13B (2009) has what my Creative Writing professor, Bill Ransom, used to call “benefit of subject matter.” The idea of a man haunted by a soap opera which seems to reflect, and then predict, his family life is an interesting one, and you can phone it in and still wind up with a pretty good movie. Fortunately, the makers of 13B didn’t phone it in.

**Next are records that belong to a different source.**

PR #138, opened 2018-06-11
Make checklist issue an integer

### LINKED ISSUE #136: configlet lint raises error if `checklist_issue` contains a number
Saw the issue flagged in https://github.com/exercism/powershell/issues/69 and was having the same problem on perl6. If `checklist_issue` contains a number the following error occurs:
`-> invalid config config.json -- json: cannot unmarshal number into Go struct field Config.checklist_issue of type string`.

This is new to `v3.9.1` and does not occur in `v3.9.0`.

Manohar (Madhavar) and his extended family have just moved into a spacious new apartment. (And it’s a good thing the apartment is spacious, because the family includes Manohar’s new wife Priya (Neetu Chandra), his mother (Poonam Dhillon), his spunky younger sister, and his brother (Sanjaih Bokaria) and his wife and children.) And in the beginning, everything is great. Sure, the milk is always curdled, the camera on Manohar’s BlackBerry keeps taking strangely distorted images, the elevator won’t work if Manohar is the only person in it, no one can manage to drive a nail in order to hang pictures in the prayer room, and the kindly blind neighbor’s seeing eye dog won’t go near the place without barking wildly at shadows, but nobody worries about the building being built over an old Indian burial ground because they’re the kind of ridiculously warm, loving, and supportive family normally found only in early 90’s Bollywood romances.

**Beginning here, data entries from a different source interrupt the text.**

PR #143, opened 2018-07-15
WIP Add Blurb check to lint command

nywilken:
This change introduces a new check to the lint command that will validate that a Track's config has a blurb with at least 10 words. This check does not verify the quality of the said blurb.

### DIFF
--- a/cmd/lint.go
+++ b/cmd/lint.go
@@ -153,7 +153,7 @@ func lintTrack(path string) bool {
 
 func incompleteBlurb(t track.Track) []string {
 	var tracks []string
-	re := regexp.MustCompile(`(?im:\b[\w]{5,}\b)`)
+	re := regexp.MustCompile(`(?im:\b[\w]{4,}\b)`)
 	words := re.FindAllString(t.Config.Blurb, -1)
 	if len(words) < 10 {
 		tracks = append(tracks, t.Config.TrackID)
--- a/cmd/lint.go
+++ b/cmd/lint.go
@@ -6,6 +6,7 @@ import (
 	"fmt"
 	"net/http"
 	"os"
+	"regexp"
 	"strings"
 
 	"github.com/exercism/configlet/track"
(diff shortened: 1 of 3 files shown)


cmd/lint_test.go
```diff
@@ -22,52 +19,86 @@ var (
...
-	defer func() {
-		ui.Out = originalOut
-		ui.ErrOut = originalErrOut
-	}()
-
-	lintTests := []struct {
-		desc     string
-		path     string
-		expected bool
+//func TestLintTrack(t *testing.T) {
```
kytrinyx, line 22: Should we be deleting rather than commenting out the test?

cmd/lint.go
```diff
@@ -146,6 +151,16 @@ func lintTrack(path string) bool {
 	return hasErrors
 }
 
+func incompleteBlurb(t track.Track) []string {
+	var tracks []string
+	re := regexp.MustCompile(`(?im:\b[\w]{4,}\b)`)
+	words := re.FindAllString(t.Config.Blurb, -1)
+	if len(words) < 10 {
```
kytrinyx, line 158: The error message says 30, this says 10 (and the PR says 8)... should we make a constant that both places can refer to?

cmd/lint_test.go
```diff
@@ -363,9 +394,9 @@ func TestLockedCoreViolation(t *testing.T) {
 			assert.Equal(t, tt.expectedSlug, slugs[0], tt.desc)
 		}
 	}
-}
+} // }}}
```
kytrinyx, line 397: What are these comments for?

fixtures/numbers/config.json
```diff
@@ -3,6 +3,7 @@
   "language": "Numbers",
   "repository": "https://github.com/exercism/numbers",
   "active": true,
+   "blurb": "Ruby is a dynamic, open source programming language with a focus on simplicity and productivity. It has an elegant syntax that is natural to read and easy to write.",
```
kytrinyx, line 6: Let's make this stupider... like "One two three four five..." up to however many words we have required.

kytrinyx (commented):
Overall this looks great. I have a couple of small comments/questions.

cmd/lint_test.go
nywilken: Oh forgot to to uncomment after my testing 🤦‍♂️

cmd/lint_test.go
nywilken: Oh sorry my vim markers for code folding 🤪

fixtures/numbers/config.json
nywilken: Sounds good. Thanks for taking a look over this PR.

nywilken:
Given its age I think it’s safe to close and revisit if there is still a need.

Manohar’s mother and the other women in the family love soap operas, and shortly after moving into the new apartment, they stumble upon the first episode of a new serial called “Everything’s Fine,” which which depicts a ridiculously warm, loving, and supportive family of the sort normally found only in early 90’s Bollywood romances moving into a new house together, and there are ghosts. The women are immediately hooked.

Manohar is the only one to notice that events on “Everything’s Fine” are being reflected in the lives of his family members. At first, everything is, well, fine. Manohar’s brother gets a promotion and a sizable raise, just like the older brother on the show. Manohar’s sister passes all her exams, just like the sister on the show. Priya is pregnant, just like the young wife on the show. But then Priya is injured in a kitchen accident, just minutes after the young wife on the show falls down the stairs.

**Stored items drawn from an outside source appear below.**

Issue #148, opened 2018-08-10
Add a --diff flag for `fmt` that will not actually rewrite the files


kytrinyx:
This should return a non-zero code if there is a diff.

See https://github.com/exercism/meta/issues/105

ekingery:
Closed by PR #150

PR #150, opened 2018-10-20
implement the --diff flag for the fmt command

danielj-jordan:
#148 

I am a bit new to Go and eager for any comments.  Thanks

### DIFF
--- a/cmd/fmt.go
+++ b/cmd/fmt.go
@@ -13,8 +13,13 @@ import (
 	"github.com/spf13/cobra"
 )
 
-// verbose flag for fmt command.
-var fmtVerbose bool
+var (
+	// verbose flag for fmt command.
+	fmtVerbose bool
+
+	// test flag for fmt command displays the proposed changes
+	fmtTest bool
+)
 
 // fmtCmd defines the fmt command
 var fmtCmd = &cobra.Command{
@@ -29,18 +34,26 @@ It also normalizes and alphabetizes the exercise topics in the config.json file.
 `,
 	Example: fmt.Sprintf("  %s fmt %s --verbose", binaryName, pathExample),
 	Run: func(cmd *cobra.Command, args []string) {
-		if err := runFmt(args[0], args[0], fmtVerbose); err != nil {
+
+		if diffFound, err := runFmt(args[0], args[0]); err != nil {
 			ui.PrintError(err.Error())
 			os.Exit(1)
+		} else if diffFound && fmtTest {
+			os.Exit(2)
 		}
+
 	},
 
 	Args: cobra.ExactArgs(1),
 }
 
-func runFmt(inDir, outDir string, verbose bool) error {
+func runFmt(inDir, outDir string) (bool, error) {
 	if _, err := os.Stat(filepath.Join(outDir, "config")); os.IsNotExist(err) {
 		os.Mkdir(filepath.Join(outDir, "config"), os.ModePerm)
+	}
+
+	if fmtTest {
+		fmtVerbose = true
 	}
 
 	var fs = []struct {
@@ -61,6 +74,7 @@ func runFmt(inDir, outDir string, verbose bool) error {
 	}
 
 	var changes string
+	var diffFound bool
 
 	errs := &multierror.Error{}
 	for _, f := range fs {
@@ -70,19 +84,25 @@ func runFmt(inDir, outDir string, verbose bool) error {
 			continue
 		}
 		if diff != "" {
-			if verbose {
+			if fmtVerbose {
 				ui.Print(fmt.Sprintf("%s\n\n%s", f.inPath, diff))
 			}
 			changes += fmt.Sprintf("%s\n", f.inPath)
+			diffFound = true
+
 		}
 	}
 	if changes != "" {
-		ui.Print("changes made to:\n", changes)
+		if fmtTest {
+			ui.Print("no changes were made to:\n", changes)
+		} else {
+			ui.Print("changes made to:\n", changes)
+		}
 	}
 	if err := errs.ErrorOrNil(); err != nil {
-		return err
+		return diffFound, err
 	}
-	return nil
+	return diffFound, nil
 }
 
 func formatFile(cfg ConfigSerializer, inPath, outPath string) (string, error) {
@@ -105,7 +125,7 @@ func formatFile(cfg ConfigSerializer, inPath, outPath string) (string, error) {
 	if err != nil {
 		return "", err
 	}
-	if diff != "" {
+	if diff != "" && !fmtTest {
 		if err := ioutil.WriteFile(outPath, dst, os.FileMode(0644)); err != nil {
 			return "", err
 		}
@@ -116,4 +136,5 @@ func formatFile(cfg ConfigSerializer, inPath, outPath string) (string, error) {
 func init() {
 	RootCmd.AddCommand(fmtCmd)
 	fmtCmd.Flags().BoolVarP(&fmtVerbose, "verbose", "v", false, "display the diff of the formatted changes.")
+	fmtCmd.Flags().BoolVarP(&fmtTest, "test", "t", false, "display the proposed changes, but do not make them.")
 }
--- a/cmd/fmt.go
+++ b/cmd/fmt.go
@@ -74,7 +74,6 @@ func runFmt(inDir, outDir string) (bool, error) {
 	}
 
 	var changes string
-	var diffFound bool
 
 	errs := &multierror.Error{}
 	for _, f := range fs {
@@ -88,11 +87,11 @@ func runFmt(inDir, outDir string) (bool, error) {
 				ui.Print(fmt.Sprintf("%s\n\n%s", f.inPath, diff))
 			}
 			changes += fmt.Sprintf("%s\n", f.inPath)
-			diffFound = true
 
 		}
 	}
-	if changes != "" {
+	diffFound := changes != ""
+	if diffFound {
 		if fmtTest {
 			ui.Print("no changes were made to:\n", changes)
 		} else {
--- a/cmd/fmt_example_test.go
+++ b/cmd/fmt_example_test.go
@@ -8,7 +8,7 @@ import (
 	"github.com/exercism/configlet/ui"
 )
 
-func ExampleFormat() {
+func ExampleFormatVerboseFlag() {
 	oldOut := ui.Out
 	oldErrOut := ui.ErrOut
 	ui.Out = os.Stdout
@@ -24,7 +24,10 @@ func ExampleFormat() {
 	}
 	defer os.Remove(unformattedDir)
 
-	runFmt("../fixtures/format/unformatted/", unformattedDir, true)
+	fmtVerbose = true
+	fmtTest = false
+
+	runFmt("../fixtures/format/unformatted/", unformattedDir)
 
 	// Output:
 	//-> ../fixtures/format/unformatted/config.json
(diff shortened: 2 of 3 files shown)


cmd/fmt.go
```diff
@@ -29,19 +32,24 @@ It also normalizes and alphabetizes the exercise topics in the config.json file.
...
 
 	Args: cobra.ExactArgs(1),
 }
 
-func runFmt(inDir, outDir string, verbose bool) error {
+func runFmt(inDir, outDir string, verbose bool, diffOnly bool) (bool, error) {
 	if _, err := os.Stat(filepath.Join(outDir, "config")); os.IsNotExist(err) {
 		os.Mkdir(filepath.Join(outDir, "config"), os.ModePerm)
 	}
+	var diffFound = false
```
nywilken: When assigning the zero value (default value) for a type it is preferred to just use `var diffFound bool`

cmd/fmt.go
```diff
@@ -29,19 +32,24 @@ It also normalizes and alphabetizes the exercise topics in the config.json file.
 `,
 	Example: fmt.Sprintf("  %s fmt %s --verbose", binaryName, pathExample),
 	Run: func(cmd *cobra.Command, args []string) {
-		if err := runFmt(args[0], args[0], fmtVerbose); err != nil {
+
+		if diffFound, err := runFmt(args[0], args[0], fmtVerbose, fmtDiff); err != nil {
```
nywilken: Seeing as `fmtVerbose` and `fmtDiff` are package level variables we should be able to access them from within `runFmt` without having to pass them in.

If you remove the parameters from here and within the `runFmt` function you would need to update the references  of `verbose` and `diffonly` to `fmtVerbose` and `fmtDiff`

cmd/fmt_example_test.go
```diff
@@ -24,7 +24,7 @@ func ExampleFormat() {
 	}
 	defer os.Remove(unformattedDir)
 
-	runFmt("../fixtures/format/unformatted/", unformattedDir, true)
+	runFmt("../fixtures/format/unformatted/", unformattedDir, true, false)
```
nywilken: If you make the update so that `runFmt` uses `fmtVerbose` and `fmtDiff` directly you could remove the parameters and instead use the convention on lines 12-19 to set and reset the values for the pkg level variables `fmtVerbose` and `fmtDiff`. 

```
oldVerbose = fmtVerbose
fmtVerbose = true
defer func() {
  fmtVerbose = oldVerbose
}
```

cmd/fmt_test.go
```diff
@@ -26,7 +26,7 @@ func TestFmtCommand(t *testing.T) {
 		t.Fatal(err)
 	}
 	defer os.Remove(formattedDir)
-	runFmt("../fixtures/format/formatted/", formattedDir, false)
+	runFmt("../fixtures/format/formatted/", formattedDir, false, false)
```
nywilken: Same comment I left for fmt_example_test applies here.

nywilken (dismissed):
@danielj-jordan I took a quick pass-through and left a few comments pertaining to the `runFmt` function signature. I will continue looking through the PR and make suggestions where possible.

Thanks again for opening up the PR!

cmd/fmt_test.go
danielj-jordan: Thanks @nywilken.  I made the changes that you suggested.   If you like the current code, I can squash and re-submit the PR if you like.

cmd/fmt.go
```diff
@@ -70,19 +81,25 @@ func runFmt(inDir, outDir string, verbose bool) error {
...
 				ui.Print(fmt.Sprintf("%s\n\n%s", f.inPath, diff))
 			}
 			changes += fmt.Sprintf("%s\n", f.inPath)
+			diffFound = true
+
 		}
 	}
 	if changes != "" {
-		ui.Print("changes made to:\n", changes)
+		if fmtDiff == false {
```
kytrinyx: Here we basically have an "if not else".

I think it would make sense to swap it around so that it reads `if fmtDiff, otherwise..."

cmd/fmt.go
```diff
@@ -105,7 +122,7 @@ func formatFile(cfg ConfigSerializer, inPath, outPath string) (string, error) {
 	if err != nil {
 		return "", err
 	}
-	if diff != "" {
+	if diff != "" && fmtDiff == false {
```
kytrinyx: It would be more idiomatic to make this `!fmtDiff`

cmd/fmt.go
```diff
@@ -116,4 +133,5 @@ func formatFile(cfg ConfigSerializer, inPath, outPath string) (string, error) {
 func init() {
 	RootCmd.AddCommand(fmtCmd)
 	fmtCmd.Flags().BoolVarP(&fmtVerbose, "verbose", "v", false, "display the diff of the formatted changes.")
+	fmtCmd.Flags().BoolVarP(&fmtDiff, "diff", "d", false, "display the diff of the proposed changes, but do not make them.")
```
kytrinyx: How would you feel about `dry-run` as the flag name instead of `diff`?
That's a very common flag name for something that would try something out, report what would happen, but then not actually make the changes.

@nywilken I'd love to hear your thoughts on this one as well.

cmd/fmt_example_test.go
```diff
@@ -24,7 +24,10 @@ func ExampleFormat() {
 	}
 	defer os.Remove(unformattedDir)
 
-	runFmt("../fixtures/format/unformatted/", unformattedDir, true)
+	fmtVerbose = true
+	fmtDiff =  false
+
+	runFmt("../fixtures/format/unformatted/", unformattedDir)
```
kytrinyx, line 30: I really like how much more readable this became now that the booleans are being assigned to the package variables!

kytrinyx (changes requested):
This is looking great! I have a couple of tiny comments/suggestions, but I think this is basically good to go.

cmd/fmt.go
danielj-jordan: I think it is better named dry-run also.

danielj-jordan:
@nywilken @kytrinyx Thanks for the feedback.  I have incorporated all your recommendations and squashed the commit.

cmd/fmt.go
nywilken: > How would you feel about `dry-run` as the flag name instead of diff?

:+1: I like that option over `diff`. I would even go so far as saying that we copy the option and messaging from the grep command 
 ```
-n, --dry-run       perform a trial run with no changes made
```

Comment (nywilken) [reply cmd/fmt.go]: Actually, looking at the original issue we want a non-zero code if there are formatting issues so a `dry-run` might not be the option we want. In fact, I wouldn't expect `dry-run` to exit without error if the command successfully prints out the changes that would be written to the source file. 

What if we keep the `dry-run` option, but also add a `-t, --test` flag that returns a non-zero if there are formatting issue? 

`-t, —test performs a trial and exits if formatting is needed; meant to be used with ci`

Comment (nywilken) [reply cmd/fmt.go]: >  What if we keep the `dry-run` option, but also add a `-t, --test` flag that returns a non-zero if there are formatting issue. 

I pulled down the branch and see that dry-run does not actually print the changes unless the verbose flag is passed as well so I would like to change my previous suggestion slightly. Which of course is open for discussion. 

Rename the `dry-run` option to `test` or `check` using the messaging above, enable verbosity any time the check flag is passed so that if the check fails users will see the diff. Thoughts?

File: cmd/fmt.go [hunk 9]
```diff
@@ -70,19 +81,25 @@ func runFmt(inDir, outDir string, verbose bool) error {
...
-			if verbose {
+			if fmtVerbose {
 				ui.Print(fmt.Sprintf("%s\n\n%s", f.inPath, diff))
 			}
 			changes += fmt.Sprintf("%s\n", f.inPath)
+			diffFound = true
+
 		}
 	}
 	if changes != "" {
```
nywilken: The declaration of `diffFound` can actually be moved right above this line with a slight change

```suggestion
diffFound := changes != ""
if diffFound {
...
```

cmd/fmt.go
```diff
@@ -29,19 +35,24 @@ It also normalizes and alphabetizes the exercise topics in the config.json file.
...
 
 	Args: cobra.ExactArgs(1),
 }
 
-func runFmt(inDir, outDir string, verbose bool) error {
+func runFmt(inDir, outDir string )(bool, error) {
 	if _, err := os.Stat(filepath.Join(outDir, "config")); os.IsNotExist(err) {
 		os.Mkdir(filepath.Join(outDir, "config"), os.ModePerm)
 	}
+	var diffFound bool
```
nywilken: This declaration can be made closer to where it is being used.

cmd/fmt.go
```diff
@@ -70,19 +81,25 @@ func runFmt(inDir, outDir string, verbose bool) error {
 			continue
 		}
 		if diff != "" {
-			if verbose {
+			if fmtVerbose {
 				ui.Print(fmt.Sprintf("%s\n\n%s", f.inPath, diff))
 			}
 			changes += fmt.Sprintf("%s\n", f.inPath)
+			diffFound = true
```
nywilken: If you apply the suggestions made below you can drop this line.

cmd/fmt.go
```diff
@@ -70,19 +81,25 @@ func runFmt(inDir, outDir string, verbose bool) error {
...
+
 		}
 	}
 	if changes != "" {
-		ui.Print("changes made to:\n", changes)
+		if fmtDryRun {
```
nywilken: Seeing as the flag description specifies that no changes will be made I would drop this if/else and instead only print when changes were made. 

```
if diffFound && !fmtDryRun {
}
```

cmd/fmt.go
```diff
@@ -70,19 +81,25 @@ func runFmt(inDir, outDir string, verbose bool) error {
...
+			ui.Print("no changes were made to:\n", changes)
+		} else {
+			ui.Print("changes made to:\n", changes)
+		}
 	}
 	if err := errs.ErrorOrNil(); err != nil {
-		return err
+		return diffFound, err
```
nywilken, line 102: If you apply the suggestion on line 92 you can just return `false` with the error

cmd/fmt.go
```diff
@@ -29,19 +35,24 @@ It also normalizes and alphabetizes the exercise topics in the config.json file.
 `,
 	Example: fmt.Sprintf("  %s fmt %s --verbose", binaryName, pathExample),
 	Run: func(cmd *cobra.Command, args []string) {
-		if err := runFmt(args[0], args[0], fmtVerbose); err != nil {
+
```
nywilken, line 37: What do you think enabling verbosity anytime the format check is run? Something like the following right before we call `runFmt(...)` 

```
if fmtDryRun {
    fmtVerbose = true
}

```

nywilken (commented):
@danielj-jordan @kytrinyx this is coming along nicely. I left a couple of suggestions along with my thoughts on the flag name. FWIW the code suggestions within this review should not have to change if we decide to rename the flag - only the references to the flag variable.

cmd/fmt.go
kytrinyx: @nywilken these are good observations. I think that it's important that we can exit with an error code in order to be able to use this in CI. In that sense, I think that `test` communicates this better than `dry-run`.

For the doctor command, I think we _always_ need to print in the test version, whether or not `verbose` is passed. I think it's fine to not print verbose output if just running doctor to fix something.

cmd/fmt.go
danielj-jordan: Yes.  It makes sense to do this

danielj-jordan:
I want to confirm that the flag should be named —test not —dry-run.   Please reply and confirm.   Thank you

kytrinyx:
@danielj-jordan thank you for confirming. Yes! We're going with `--test` rather than `--dry-run`.

Also, the command should

1. set verbose to true even if verbose wasn't passed, and
2. exit with a non-zero code if something needs changing

danielj-jordan:
@kytrinyx @nywilken I am not sure if you got notified, but the —test flag is implemented.   It always runs with verbose.

kytrinyx:
@danielj-jordan Ah, nope! I didn't see the notification. Thanks so much, I'll take a look at this in the morning.

cmd/fmt.go
kytrinyx: This should still be moved closer to where it's used 👍

kytrinyx (changes requested):
There's one more minor tweak to do (the `diffFound` thing that @nywilken mentioned previously. After that I think this is good to go!

danielj-jordan:
@kytrinyx  I moved the declaration closer.  Thanks

kytrinyx (approved):
This is great, thanks so much @danielj-jordan!

ekingery:
Closes #148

Even after Priya’s miraculous recovery (also predicted by the show) Manohar is terrified, and turns to his old friend Shiva (the reliably cool Murli Sharma), a police officer, for help. Shiva, naturally, laughs in his face. He stops laughing during an afternoon visit to the family home; a police officer visits the family on “Everything’s Fine,” but is called away when his wife is injured by an exploding gas main. At Manohar’s insistence, they rush over to Shiva’s house, just in time to save Shiva’s wife from a gas leak.

Now that they know they can prevent the events predicted by the show, Shiva and Manohar are trapped; if the two men want to protect their families from disaster, they have to know what’s coming, and Manohar’s apartment is literally the only place you can see “Everything’s Fine.” And then Manohar discovers a buried album of photos from the seventies, depicting a family who look exactly like the cast of the soap opera . . .

Far from being phoned in, 13B is very well put together. The film steers clear of most of the Bollywood horror cliches, apart from some early reliance on the “shoot something innocuous from a weird angle while playing creepy music” trick. And the big twists caught me by surprise while still making sense and building on what has come before. The story is tight.

Ultimately, just as Bhoot is relationship horror, 13B is family horror, less concerned with spooky ghosts doing spooky things in a spooky way than it is with a man trying desperately to protect his family without letting them know that anything is wrong. And since his family are ridiculously warm and loving and supportive, without being obnoxious about it, the film shows that family is something worth fighting for.